Referring to FIG. 2, the pump swapping circuit 200 for hemofiltration comprises two pumps, Pump A 245 and Pump B 255. These two pumps are in fluid communication with the return fluid circuit R 260 and the sorbent fluid circuit S 270. The fluid communication is facilitated by means of two pairs of two-way valves 205 and 207. For the return fluid circuit R 260, a reservoir fluid source 210 provides fluid through a restrictor 217 to the pair of two-way valves 205. Thereafter, depending on which of the two valves in the pair 205 is open, the replacement fluid is pumped by either Pump A 245 or Pump B 255 to the second set of two-way valves 207. This set of two-way valves 207 channelizes fluid through a sorbent cartridge 208 and through the reservoir 210 to the return circuit R 260, which is in fluid communication with the input port 242 of the dialyzer 240.

The pair of two-way valves 205 can be configured to alternatively open such that any of the following fluid communication paths may be established:

    • Between sorbent fluid circuit S 270 and Pump A 245;
    • Between return fluid circuit R 260 and Pump B 255;
    • Between return fluid circuit R 260 and Pump A 245; and
    • Between sorbent fluid circuit S 270 and Pump B 255.

The system 200 also comprises two pressure sensors 215 and 216. The sensor 216 is located on the sorbent circuit S 270 while the sensor 215 is located proximate to the reservoir fluid source 210. The pressure sensors 215 and 216 are used for monitoring pressure. Pressure data from these sensors is provided to the active restrictor 217, via a differential amplifier 225. Depending on the pressure measurements, the restrictor 217 variably restricts the flow of reservoir fluid as required.

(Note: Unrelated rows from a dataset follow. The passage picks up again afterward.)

PR #16588, opened 2024-01-22
Pump the message queue on frozen windows 

### LINKED ISSUE #16332: Terminal window "not responding"

lhecker:
This changeset ensures that the message queue of frozen windows is
always being serviced. This should ensure that it won't fill up and
lead to deadlocks, freezes, or similar. I've tried _a lot_ of different
approaches before settling on this one. Introducing a custom `WM_APP`
message has the benefit of being the least intrusive to the existing
code base.

The approach that I would have favored the most would be to never
destroy the `AppHost` instance in the first place, as I imagined that
this would be more robust in general and resolve other (rare) bugs.
However, I found that this requires rewriting some substantial parts
of the code base around `AppHost` and it could be something that may
be of interest in the future.

Closes #16332
Depends on #16587 and #16575


src/cascadia/WindowsTerminal/WindowThread.cpp
```diff
@@ -108,29 +99,22 @@ bool WindowThread::KeepWarm()
...
-        // If ThrowAway() was called, then the buzzer will be signalled without
-        // setting a new _host. In that case, the app is quitting, for real. We
-        // just want to exit with false.
-        const bool reheated = _host != nullptr;
-        if (reheated)
+        if (!GetMessageW(&msg, nullptr, 0, 0))
+        {
+            return false;
+        }
+        if (msg.message == AppHost::WM_REFRIGERATE)
```
DHowett, line 110: fwiw mike referred to the act of _waking back up_ as Microwaving; refrigerating is when it goes down to sleep

DHowett: Oh, I see - you have repurposed it to be a single flag. Transition between the states. etc

DHowett (dismissed):

src/cascadia/WindowsTerminal/WindowThread.cpp
lhecker: Yeah I wasn't sure what to name it... "refrigerate" has the benefit that it only comes up in this context in the project, so it should be easier to find related code.

src/cascadia/WindowsTerminal/AppHost.cpp
```diff
@@ -535,23 +535,19 @@ void AppHost::LastTabClosed(const winrt::Windows::Foundation::IInspectable& /*se
...
-    // (not by closing the whole window), we need to manually persist an empty
-    // window state here. That will cause the terminal to re-open with the usual
-    // settings (not the persisted state)
-    if (args.ClearPersistedState() &&
-        _windowManager.GetNumberOfPeasants() == 1)
-    {
-        _windowLogic.ClearPersistedWindowState();
-    }
-
     // Remove ourself from the list of peasants so that we aren't included in
```
zadjii-msft, line 538: Very sus that this is just gone now - why? Is this related?

src/cascadia/WindowsTerminal/WindowThread.cpp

As in previous embodiment, this embodiment too has a provision of a UF (ultrafiltrate) pump 235, so that additional fluid in the form of (UF) may be removed from the patient during dialysis, if required. The UF pump 235 pumps the ultrafiltrate to a bag or drain 230. Since UF fluid is removed prior to the point of pressure measurement in the sorbent fluid sub-circuit S 270, volumetric accuracy is maintained irrespective of how much or how little UF is removed.

Operationally, volumetric accuracy in the hemodialysis system of the present invention is achieved by swapping the pumps 245 and 255 used on the return fluid side and on the sorbent side so that same quantity of fluid is pumped at each point after an even number of swaps. The two pairs of two-way valves 205 and 207 facilitate the use of each of the pumps alternatively with the return fluid circuit R 260 and the sorbent fluid circuit S 270.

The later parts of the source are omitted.